▸ Directions
Take the data that follows and return it exactly.

▸ Data for analysis
PR #19536, opened 2025-03-05
perf(mvcc): optimize Hashes method using copy instead of append

1911860538:


serathius:
Not a big fan of micro optimizations without any benchmark nor evidence to back them up.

▸ Written solution
PR #19536, opened 2025-03-05
perf(mvcc): optimize Hashes method using copy instead of append

1911860538:


serathius:
Not a big fan of micro optimizations without any benchmark nor evidence to back them up.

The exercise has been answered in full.